PR #17, opened 2026-08-30
fix: skip behavioral refusals in GroundednessScorer

### LINKED ISSUE #15: GroundednessScorer should skip behavioral-refusal rows like FactualityJudge
FactualityJudge short-circuits rows whose `expected` field indicates a refusal/boundary probe (via `_is_behavioral_refusal_expected`) so a correct refusal is not scored as a grounding failure. `GroundednessScorer` (#13) only short-circuits on empty context, so a refusal response on a row that carries retrieved context is graded as ungrounded and fails the row.

Fix: apply the same guard at the top of `GroundednessScorer.score()` before the empty-context check, returning the standard un-assessed result (`details["skipped"] = "behavioral_refusal_expected"`).

Test: a refusal-expected row with non-empty context returns `assessed=False` and never calls the judge.

a0927929980-dot:
## Summary

- skip behavioral-refusal rows before the empty-context check
- return the standard un-assessed groundedness result
- add a regression test that verifies the judge is not called

Fixes #15

## Testing

- `python -m pytest -q` — 4 passed
- `python -m compileall -q rai_toolkit tests`
- `python -m pip check`
- `reuse lint`

### DIFF
--- a/rai_toolkit/scorers/llm_judges.py
+++ b/rai_toolkit/scorers/llm_judges.py
@@ -317,6 +317,27 @@ class GroundednessScorer(LLMJudgeScorer):
         context: str = "",
         **kwargs: Any,
     ) -> ScorerResult:
+        expected = str(kwargs.get("expected") or "")
+        if _is_behavioral_refusal_expected(expected):
+            return ScorerResult(
+                score=0.0,
+                passed=False,
+                category=self.category,
+                explanation=(
+                    "Un-assessed: this row expects refusal or boundary-setting "
+                    "behavior, not grounded factual claims. GroundednessScorer "
+                    "does not penalize correct safety refusals; use the relevant "
+                    "privacy/security/safety scorer instead."
+                ),
+                details={
+                    "skipped": "behavioral_refusal_expected",
+                    "scorer_name": self.name,
+                    "judge_model": self.model,
+                    "supporting_spans": [],
+                    "contradicting_spans": [],
+                },
+                assessed=False,
+            )
         if not context.strip():
             return ScorerResult(
                 score=0.0,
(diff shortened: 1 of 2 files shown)


knisar (changes requested):
Thanks @a0927929980-dot, the guard matches #15 and mirrors the FactualityJudge pattern correctly, including the span keys in details.

One addition before I merge: the refusal markers in _is_behavioral_refusal_expected are substring-based, so I want a negative test pinning that the guard does not over-trigger. Please add a test where a row has context AND an ordinary factual expected value (for example "Answer with the revenue figure from the context") and assert the judge IS called and the result is assessed. That protects normal rows that happen to carry an expected field.

Out of curiosity, how did you come across the project, and are you using the toolkit somewhere? Always interested in hearing what contributors are building with it.

a0927929980-dot:
Thanks for the review and for pointing this out. That makes sense. I’ll add a negative regression test with non-empty context and an ordinary factual `expected` value, and verify that the judge is called and the result is assessed. I’ll update the PR once it’s ready.

I found the project with help from Codex while looking for active, newcomer-friendly open-source issues so I could learn the full contribution workflow. I’m not using the toolkit in production yet; I’m currently exploring it to learn more about responsible AI evaluation and guardrail testing. Thanks for the opportunity to contribute!

a0927929980-dot:
I've added the requested negative regression test in commit 99bd480. It uses non-empty context and an ordinary factual expected value, and verifies that the judge is called and the result is assessed. All 5 tests pass. Thanks!

knisar (approved):
The negative test was the missing piece, thanks. Guard placement and the details shape both match the FactualityJudge convention, and the new test pins exactly the over-trigger case I was worried about. Merging. Thanks also for the honest answer on how you found the project, and good luck with the rest of the learning, this was done properly.

a0927929980-dot:
Thank you for the kind words and for merging the PR! I really appreciate your review and guidance. Adding the negative test helped me better understand how to protect normal factual rows from false refusal matches. I learned a lot from this contribution and hope to contribute to the project again in the future.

+ + + +

** What is being asked **
If a line above holds the string "standard", return it as it stands.

** Your response **
Fix: apply the same guard at the top of `GroundednessScorer.score()` before the empty-context check, returning the standard un-assessed result (`details["skipped"] = "behavioral_refusal_expected"`).
- return the standard un-assessed groundedness result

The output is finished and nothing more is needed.